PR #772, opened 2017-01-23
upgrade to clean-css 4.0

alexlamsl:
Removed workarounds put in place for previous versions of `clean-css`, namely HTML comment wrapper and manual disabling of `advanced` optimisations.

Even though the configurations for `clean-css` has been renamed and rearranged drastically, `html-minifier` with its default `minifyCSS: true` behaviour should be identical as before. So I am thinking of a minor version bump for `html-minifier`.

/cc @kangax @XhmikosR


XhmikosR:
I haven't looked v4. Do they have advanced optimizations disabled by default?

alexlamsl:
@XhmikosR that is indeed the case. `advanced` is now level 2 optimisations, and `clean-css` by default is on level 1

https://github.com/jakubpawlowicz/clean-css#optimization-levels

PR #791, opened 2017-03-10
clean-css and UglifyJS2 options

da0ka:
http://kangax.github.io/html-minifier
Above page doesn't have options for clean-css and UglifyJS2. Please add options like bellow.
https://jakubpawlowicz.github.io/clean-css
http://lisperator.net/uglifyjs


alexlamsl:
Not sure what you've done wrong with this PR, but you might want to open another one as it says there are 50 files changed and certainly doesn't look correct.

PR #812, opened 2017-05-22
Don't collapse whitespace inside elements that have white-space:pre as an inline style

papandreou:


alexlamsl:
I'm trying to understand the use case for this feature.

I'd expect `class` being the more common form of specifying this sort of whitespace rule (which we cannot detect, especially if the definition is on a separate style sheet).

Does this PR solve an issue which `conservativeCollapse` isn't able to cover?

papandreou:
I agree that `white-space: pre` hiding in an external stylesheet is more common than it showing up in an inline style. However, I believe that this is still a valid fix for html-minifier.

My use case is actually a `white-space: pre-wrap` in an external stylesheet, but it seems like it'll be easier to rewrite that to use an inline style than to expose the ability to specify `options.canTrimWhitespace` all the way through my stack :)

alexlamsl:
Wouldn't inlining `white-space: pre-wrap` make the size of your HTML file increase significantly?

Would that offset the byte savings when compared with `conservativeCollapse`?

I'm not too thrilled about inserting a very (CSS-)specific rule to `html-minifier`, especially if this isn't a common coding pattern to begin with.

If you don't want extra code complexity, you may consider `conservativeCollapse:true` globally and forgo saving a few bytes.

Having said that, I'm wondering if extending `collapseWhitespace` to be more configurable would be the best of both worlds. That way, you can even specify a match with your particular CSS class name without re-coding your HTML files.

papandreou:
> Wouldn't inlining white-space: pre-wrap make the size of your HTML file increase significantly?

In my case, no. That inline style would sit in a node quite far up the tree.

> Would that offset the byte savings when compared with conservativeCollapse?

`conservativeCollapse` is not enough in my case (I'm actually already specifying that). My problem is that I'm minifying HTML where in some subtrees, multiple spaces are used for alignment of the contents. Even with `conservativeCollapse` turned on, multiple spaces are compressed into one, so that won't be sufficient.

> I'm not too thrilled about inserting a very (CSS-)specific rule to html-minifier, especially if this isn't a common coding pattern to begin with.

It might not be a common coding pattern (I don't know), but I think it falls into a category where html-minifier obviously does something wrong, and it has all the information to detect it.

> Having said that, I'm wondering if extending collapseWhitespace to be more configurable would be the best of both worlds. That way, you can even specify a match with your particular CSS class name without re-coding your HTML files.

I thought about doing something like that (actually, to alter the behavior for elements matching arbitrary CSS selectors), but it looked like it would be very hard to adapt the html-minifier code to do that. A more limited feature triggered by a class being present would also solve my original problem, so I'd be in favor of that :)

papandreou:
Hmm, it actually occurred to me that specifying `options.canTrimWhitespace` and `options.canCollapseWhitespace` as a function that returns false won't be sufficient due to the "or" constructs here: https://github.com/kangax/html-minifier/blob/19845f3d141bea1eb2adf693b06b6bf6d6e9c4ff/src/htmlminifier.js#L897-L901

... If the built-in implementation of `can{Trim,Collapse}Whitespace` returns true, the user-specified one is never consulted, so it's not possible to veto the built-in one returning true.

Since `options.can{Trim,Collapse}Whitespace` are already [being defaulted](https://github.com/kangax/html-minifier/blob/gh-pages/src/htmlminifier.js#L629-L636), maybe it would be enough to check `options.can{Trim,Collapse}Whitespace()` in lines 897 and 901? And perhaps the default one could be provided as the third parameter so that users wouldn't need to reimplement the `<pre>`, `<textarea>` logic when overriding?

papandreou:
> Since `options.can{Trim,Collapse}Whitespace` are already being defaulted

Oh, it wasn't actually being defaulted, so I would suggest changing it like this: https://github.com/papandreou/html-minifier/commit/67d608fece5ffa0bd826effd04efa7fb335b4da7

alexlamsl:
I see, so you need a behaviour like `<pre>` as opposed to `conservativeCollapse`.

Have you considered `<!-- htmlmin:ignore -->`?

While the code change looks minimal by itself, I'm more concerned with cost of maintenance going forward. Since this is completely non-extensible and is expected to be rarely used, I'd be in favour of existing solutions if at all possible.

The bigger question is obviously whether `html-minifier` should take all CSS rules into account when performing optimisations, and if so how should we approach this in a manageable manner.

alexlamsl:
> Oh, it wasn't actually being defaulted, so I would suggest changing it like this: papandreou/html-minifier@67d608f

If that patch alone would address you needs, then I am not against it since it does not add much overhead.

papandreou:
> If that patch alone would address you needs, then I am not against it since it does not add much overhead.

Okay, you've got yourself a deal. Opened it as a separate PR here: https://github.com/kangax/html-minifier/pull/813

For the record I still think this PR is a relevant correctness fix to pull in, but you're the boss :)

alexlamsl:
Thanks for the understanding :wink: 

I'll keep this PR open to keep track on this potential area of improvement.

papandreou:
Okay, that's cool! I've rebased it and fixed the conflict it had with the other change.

----------

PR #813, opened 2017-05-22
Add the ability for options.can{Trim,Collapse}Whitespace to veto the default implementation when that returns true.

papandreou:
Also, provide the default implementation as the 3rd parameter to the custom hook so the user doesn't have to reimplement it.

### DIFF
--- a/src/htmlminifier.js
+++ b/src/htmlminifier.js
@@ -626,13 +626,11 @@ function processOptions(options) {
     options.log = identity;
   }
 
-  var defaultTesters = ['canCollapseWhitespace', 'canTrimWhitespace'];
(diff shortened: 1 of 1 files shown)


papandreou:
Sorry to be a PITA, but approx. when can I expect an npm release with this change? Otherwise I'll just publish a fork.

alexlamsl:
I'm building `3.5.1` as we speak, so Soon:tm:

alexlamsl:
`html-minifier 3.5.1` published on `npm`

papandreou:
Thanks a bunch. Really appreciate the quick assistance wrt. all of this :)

----------

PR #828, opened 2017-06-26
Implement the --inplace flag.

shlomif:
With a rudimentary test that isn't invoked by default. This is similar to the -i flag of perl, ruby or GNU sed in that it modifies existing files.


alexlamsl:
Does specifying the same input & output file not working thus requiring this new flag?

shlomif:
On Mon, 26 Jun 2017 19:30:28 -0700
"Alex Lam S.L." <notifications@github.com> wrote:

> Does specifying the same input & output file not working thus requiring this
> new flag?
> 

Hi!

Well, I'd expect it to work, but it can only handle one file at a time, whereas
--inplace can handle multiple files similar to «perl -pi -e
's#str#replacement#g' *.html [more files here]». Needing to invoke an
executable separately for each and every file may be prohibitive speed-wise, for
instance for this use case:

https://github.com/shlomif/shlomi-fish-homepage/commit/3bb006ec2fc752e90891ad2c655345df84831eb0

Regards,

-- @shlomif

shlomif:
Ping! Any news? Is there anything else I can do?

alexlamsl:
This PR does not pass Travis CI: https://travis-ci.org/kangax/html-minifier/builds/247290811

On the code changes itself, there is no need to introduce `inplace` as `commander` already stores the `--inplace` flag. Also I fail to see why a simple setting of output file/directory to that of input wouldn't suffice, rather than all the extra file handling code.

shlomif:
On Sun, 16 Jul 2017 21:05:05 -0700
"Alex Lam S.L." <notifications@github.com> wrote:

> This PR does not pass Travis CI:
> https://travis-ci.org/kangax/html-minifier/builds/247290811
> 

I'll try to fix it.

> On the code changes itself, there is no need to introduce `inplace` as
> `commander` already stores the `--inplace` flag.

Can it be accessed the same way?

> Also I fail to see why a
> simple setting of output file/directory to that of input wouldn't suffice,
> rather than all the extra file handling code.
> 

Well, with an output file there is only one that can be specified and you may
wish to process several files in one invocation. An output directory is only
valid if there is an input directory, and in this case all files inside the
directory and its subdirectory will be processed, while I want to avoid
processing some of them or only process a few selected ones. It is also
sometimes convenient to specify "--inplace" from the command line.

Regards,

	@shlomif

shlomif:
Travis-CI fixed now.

----------

**PROBLEM REQUIREMENTS**:
Copy out the range of lines above starting at the line with "Sorry to be" and ending at the line with "Thanks a bunch.", exactly and including both.

**RESPONSE BOX**:
Sorry to be a PITA, but approx. when can I expect an npm release with this change? Otherwise I'll just publish a fork.

alexlamsl:
I'm building `3.5.1` as we speak, so Soon:tm:

alexlamsl:
`html-minifier 3.5.1` published on `npm`

papandreou:
Thanks a bunch. Really appreciate the quick assistance wrt. all of this :)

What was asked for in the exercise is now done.